The third cluster contains institutions at the heart of democracy: Parliament, the judiciary, the Independent Electoral Commission, the Public Protector and others. These institutions have the capacity to accord formal legitimacy to the syndicate.

Under way is the gradual displacement of formal lines of governance by dotted lines that meander around the geography of state institutions. If one moment the syndicate gets away with it here, the next they lose something over there because of a timely exposure or strong pushback.

Despite the syndicate’s best efforts, South Africa presents a huge and complex environment that stretches the syndicate, and slows down its capacity to centralise and consolidate itself to be the effective driver of the state.

That is why the Rand Daily Mail headline “Nene fired: Zuma’s capture of the state is now complete” is not yet accurate. Pushback forces mean we are far from total destruction. How long the uncoordinated assault continues depends on the tolerance and sense of urgency of the South African population as an informed and self-conscious citizenry.

The exercise of presidential prerogative must stand up to the test of its own rigorous rationality. Leaders may be far from the public when they agonise with their closest advisers, but they should always be with the public in their solemn commitment to making the right decisions.

The purpose of “presidential prerogative” is not to enable the president to take just any decision. Pushed to justify himself, he must be able to show, even to himself, why he needed to exercise his prerogative.
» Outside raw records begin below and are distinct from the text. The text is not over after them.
Issue #36548, opened 2022-01-03
[J4] Improving back end display of custom fields "list" and "SQL"


crystalenka:
### Is your feature request related to a problem? Please describe.
For the custom field types 'list' and 'SQL', if multiple = true, we are shown a list in a box where to select multiple items you have to hold down CMD or CTRL.

<img width="900" alt="" src="https://user-images.githubusercontent.com/9141288/147939288-087c4cf5-1b88-4cf4-9af9-111eaf77cf5c.png">

This is hard for some people to understand and use, and seems terribly old-fashioned (web-wise).

### Describe the solution you'd like
At a minimum, it would be nice if these fields rendered with the core fancy select list when multiple items are possible.

<img width="300" alt="" src="https://user-images.githubusercontent.com/9141288/147940058-63738f3d-adb7-4847-890f-e25efe5c750c.png">

### Additional context
For consistency, it could also be a better user experience to use the fancy select even when selecting one item; the default drop-down is cumbersome when there are many items and it would be nice to be able to type to find a specific item. This is consistent with the category selection in articles and in other places.

<img width="300" alt="" src="https://user-images.githubusercontent.com/9141288/147940120-429aad70-05e3-48d7-a69d-1aa5c3c4d2a8.png">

A leader of a country who seeks to exercise the prerogative to not explain himself to others is still not free from the supreme obligation to the quality of his leadership.

To this end, he must ask: Did I succeed in convincing the robust parliament that debated in my own mind?

Without this, the gathering (and there must have been one) that met not to discuss in consultation, but to plan and execute the demise of a finance minister, simulates to all intents and purposes a conspiratorial syndicate carrying no formal mandate from any formal institution outside of its own secret informality.

On what basis did the ANC, a party in government, express its respect for the president’s decision and his prerogative to keep them and his Cabinet ignorant, unless they were organisationally a “technically ignorant” part of the secrecy?

Could it be that the ANC has become so hollowed out it no longer exists as a serious formal institution, but has become part of a culture of secrecy of the kind that eats up organisations?